**What is required:** Give the entries again, exactly as they stand.

**The input:**
PR #1077, opened 2022-06-24
Fixes for k8s scripts

dfjxs:
* Check whether dfDewey is deployed before trying to remove the Filestore
* Replace `--build-release-test` flag with `--build-experimental`
* Compute API is required to check VPC networks
* App Engine is required to create Datastore database
* Add Kubernetes service account and assign permissions used Workload Identity
  * Kubernetes will now use this service account rather than the default compute service acccount

### DIFF
--- a/k8s/tools/cleanup-pubsub-gke.sh
+++ b/k8s/tools/cleanup-pubsub-gke.sh
@@ -101,8 +101,12 @@ if [[ "$*" != *--no-filestore* ]] ; then
   gcloud -q --project $DEVSHELL_PROJECT_ID filestore instances delete $FILESTORE_NAME --zone $ZONE
 fi
 if [[ "$*" != *--no-dfdewey* ]] ; then
-  echo "Deleting Filestore instance $FILESTORE_DFDEWEY_NAME"
-  gcloud -q --project $DEVSHELL_PROJECT_ID filestore instances delete $FILESTORE_DFDEWEY_NAME --zone $ZONE
+  if [[ -z "$(gcloud -q --project $DEVSHELL_PROJECT_ID filestore instances list --format='value(name)' --filter=name:$FILESTORE_DFDEWEY_NAME)" ]] ; then
+    echo "Filestore instance $FILESTORE_DFDEWEY_NAME does not exist"
+  else
+    echo "Deleting Filestore instance $FILESTORE_DFDEWEY_NAME"
+    gcloud -q --project $DEVSHELL_PROJECT_ID filestore instances delete $FILESTORE_DFDEWEY_NAME --zone $ZONE
+  fi
 fi
 
 # Remove cloud functions
--- a/k8s/tools/cleanup-pubsub-gke.sh
+++ b/k8s/tools/cleanup-pubsub-gke.sh
@@ -100,6 +100,7 @@ if [[ "$*" != *--no-filestore* ]] ; then
   echo "Deleting Filestore instance $FILESTORE_NAME"
   gcloud -q --project $DEVSHELL_PROJECT_ID filestore instances delete $FILESTORE_NAME --zone $ZONE
 fi
+# Delete the dfDewey Filestore instance
 if [[ "$*" != *--no-dfdewey* ]] ; then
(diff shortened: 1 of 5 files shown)


k8s/tools/cleanup-pubsub-gke.sh
```diff
@@ -101,8 +101,12 @@ if [[ "$*" != *--no-filestore* ]] ; then
   gcloud -q --project $DEVSHELL_PROJECT_ID filestore instances delete $FILESTORE_NAME --zone $ZONE
 fi
 if [[ "$*" != *--no-dfdewey* ]] ; then
```
wajihyassine, line 103: Small nit, but a comment right below here noting something like "Cleaning up DfDewey deployment" can help differentiate the Dfdewey filestore cleanup vs Turbinia filestore cleanup

k8s/tools/deploy-pubsub-gke.sh
```diff
@@ -155,17 +159,23 @@ if [[ "$*" != *--no-cloudfunctions* ]] ; then
   done
 fi
 
+# Enable App Engine
```
wajihyassine, line 162: Does Turbinia use app engine for something?

wajihyassine (changes requested):
Looks good aside from small nit I mentioned!

k8s/tools/deploy-pubsub-gke.sh
dfjxs: Not directly, but App Engine is required to create a Datastore database.

wajihyassine (changes requested):
One last nit around the app engine block then lgtm!

wajihyassine (approved):
LGTM. I'll pass over to Aaron for final look over/merge.

For your context Aaron -> jxs also identified an issue if a default service account is used without necessary permissions, then when the cluster gets created, the pod itself would inherit those same permissions and causes issues with hitting pubsub/other GCP resources breaking the deployment so now the script will always create the Turbinia service account and the cluster will be updated to use that service account

k8s/tools/deploy-pubsub-gke.sh
```diff
@@ -72,30 +73,31 @@ fi
...
-  gcloud projects add-iam-policy-binding $DEVSHELL_PROJECT_ID --member=$SA_MEMBER --role='roles/compute.admin'
-  gcloud projects add-iam-policy-binding $DEVSHELL_PROJECT_ID --member=$SA_MEMBER --role='roles/container.admin'
-  gcloud projects add-iam-policy-binding $DEVSHELL_PROJECT_ID --member=$SA_MEMBER --role='roles/datastore.indexAdmin'
-  gcloud projects add-iam-policy-binding $DEVSHELL_PROJECT_ID --member=$SA_MEMBER --role='roles/editor'
-  gcloud projects add-iam-policy-binding $DEVSHELL_PROJECT_ID --member=$SA_MEMBER --role='roles/logging.logWriter'
-  gcloud projects add-iam-policy-binding $DEVSHELL_PROJECT_ID --member=$SA_MEMBER --role='roles/pubsub.admin'
-  gcloud projects add-iam-policy-binding $DEVSHELL_PROJECT_ID --member=$SA_MEMBER --role='roles/redis.admin'
-  gcloud projects add-iam-policy-binding $DEVSHELL_PROJECT_ID --member=$SA_MEMBER --role='roles/servicemanagement.admin'
-  gcloud projects add-iam-policy-binding $DEVSHELL_PROJECT_ID --member=$SA_MEMBER --role='roles/storage.admin'
+if ! gcloud --project $DEVSHELL_PROJECT_ID iam service-accounts list |grep $SA_NAME; then
```
aarontp, line 80: Maybe anchor this grep so that it doesn't catch other accounts on accident?  Not sure how it looks in the output, but something like `^$SA_NAME@` or `^$SA_NAME$`?

aarontp (approved):
Just one tiny thing, but other than that LGTM.  Thanks!

aarontp:
It's already referenced in the PR description, but it might be good to point out more explicitly there that this is changing which service account Turbinia is running as from the default compute engine SA to the newly created turbinia SA.

PR #1082, opened 2022-07-13
Disambiguate Manual/Quick GKE install docs

aarontp:
The headers were previously the same so you couldn't tell the difference in the doc index.


wajihyassine (approved):
LGTM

**Completed task:**
PR #1077, opened 2022-06-24
Fixes for k8s scripts

dfjxs:
* Check whether dfDewey is deployed before trying to remove the Filestore
* Replace `--build-release-test` flag with `--build-experimental`
* Compute API is required to check VPC networks
* App Engine is required to create Datastore database
* Add Kubernetes service account and assign permissions used Workload Identity
  * Kubernetes will now use this service account rather than the default compute service acccount

### DIFF
--- a/k8s/tools/cleanup-pubsub-gke.sh
+++ b/k8s/tools/cleanup-pubsub-gke.sh
@@ -101,8 +101,12 @@ if [[ "$*" != *--no-filestore* ]] ; then
   gcloud -q --project $DEVSHELL_PROJECT_ID filestore instances delete $FILESTORE_NAME --zone $ZONE
 fi
 if [[ "$*" != *--no-dfdewey* ]] ; then
-  echo "Deleting Filestore instance $FILESTORE_DFDEWEY_NAME"
-  gcloud -q --project $DEVSHELL_PROJECT_ID filestore instances delete $FILESTORE_DFDEWEY_NAME --zone $ZONE
+  if [[ -z "$(gcloud -q --project $DEVSHELL_PROJECT_ID filestore instances list --format='value(name)' --filter=name:$FILESTORE_DFDEWEY_NAME)" ]] ; then
+    echo "Filestore instance $FILESTORE_DFDEWEY_NAME does not exist"
+  else
+    echo "Deleting Filestore instance $FILESTORE_DFDEWEY_NAME"
+    gcloud -q --project $DEVSHELL_PROJECT_ID filestore instances delete $FILESTORE_DFDEWEY_NAME --zone $ZONE
+  fi
 fi
 
 # Remove cloud functions
--- a/k8s/tools/cleanup-pubsub-gke.sh
+++ b/k8s/tools/cleanup-pubsub-gke.sh
@@ -100,6 +100,7 @@ if [[ "$*" != *--no-filestore* ]] ; then
   echo "Deleting Filestore instance $FILESTORE_NAME"
   gcloud -q --project $DEVSHELL_PROJECT_ID filestore instances delete $FILESTORE_NAME --zone $ZONE
 fi
+# Delete the dfDewey Filestore instance
 if [[ "$*" != *--no-dfdewey* ]] ; then
(diff shortened: 1 of 5 files shown)


k8s/tools/cleanup-pubsub-gke.sh
```diff
@@ -101,8 +101,12 @@ if [[ "$*" != *--no-filestore* ]] ; then
   gcloud -q --project $DEVSHELL_PROJECT_ID filestore instances delete $FILESTORE_NAME --zone $ZONE
 fi
 if [[ "$*" != *--no-dfdewey* ]] ; then
```
wajihyassine, line 103: Small nit, but a comment right below here noting something like "Cleaning up DfDewey deployment" can help differentiate the Dfdewey filestore cleanup vs Turbinia filestore cleanup

k8s/tools/deploy-pubsub-gke.sh
```diff
@@ -155,17 +159,23 @@ if [[ "$*" != *--no-cloudfunctions* ]] ; then
   done
 fi
 
+# Enable App Engine
```
wajihyassine, line 162: Does Turbinia use app engine for something?

wajihyassine (changes requested):
Looks good aside from small nit I mentioned!

k8s/tools/deploy-pubsub-gke.sh
dfjxs: Not directly, but App Engine is required to create a Datastore database.

wajihyassine (changes requested):
One last nit around the app engine block then lgtm!

wajihyassine (approved):
LGTM. I'll pass over to Aaron for final look over/merge.

For your context Aaron -> jxs also identified an issue if a default service account is used without necessary permissions, then when the cluster gets created, the pod itself would inherit those same permissions and causes issues with hitting pubsub/other GCP resources breaking the deployment so now the script will always create the Turbinia service account and the cluster will be updated to use that service account

k8s/tools/deploy-pubsub-gke.sh
```diff
@@ -72,30 +73,31 @@ fi
...
-  gcloud projects add-iam-policy-binding $DEVSHELL_PROJECT_ID --member=$SA_MEMBER --role='roles/compute.admin'
-  gcloud projects add-iam-policy-binding $DEVSHELL_PROJECT_ID --member=$SA_MEMBER --role='roles/container.admin'
-  gcloud projects add-iam-policy-binding $DEVSHELL_PROJECT_ID --member=$SA_MEMBER --role='roles/datastore.indexAdmin'
-  gcloud projects add-iam-policy-binding $DEVSHELL_PROJECT_ID --member=$SA_MEMBER --role='roles/editor'
-  gcloud projects add-iam-policy-binding $DEVSHELL_PROJECT_ID --member=$SA_MEMBER --role='roles/logging.logWriter'
-  gcloud projects add-iam-policy-binding $DEVSHELL_PROJECT_ID --member=$SA_MEMBER --role='roles/pubsub.admin'
-  gcloud projects add-iam-policy-binding $DEVSHELL_PROJECT_ID --member=$SA_MEMBER --role='roles/redis.admin'
-  gcloud projects add-iam-policy-binding $DEVSHELL_PROJECT_ID --member=$SA_MEMBER --role='roles/servicemanagement.admin'
-  gcloud projects add-iam-policy-binding $DEVSHELL_PROJECT_ID --member=$SA_MEMBER --role='roles/storage.admin'
+if ! gcloud --project $DEVSHELL_PROJECT_ID iam service-accounts list |grep $SA_NAME; then
```
aarontp, line 80: Maybe anchor this grep so that it doesn't catch other accounts on accident?  Not sure how it looks in the output, but something like `^$SA_NAME@` or `^$SA_NAME$`?

aarontp (approved):
Just one tiny thing, but other than that LGTM.  Thanks!

aarontp:
It's already referenced in the PR description, but it might be good to point out more explicitly there that this is changing which service account Turbinia is running as from the default compute engine SA to the newly created turbinia SA.

PR #1082, opened 2022-07-13
Disambiguate Manual/Quick GKE install docs

aarontp:
The headers were previously the same so you couldn't tell the difference in the doc index.


wajihyassine (approved):
LGTM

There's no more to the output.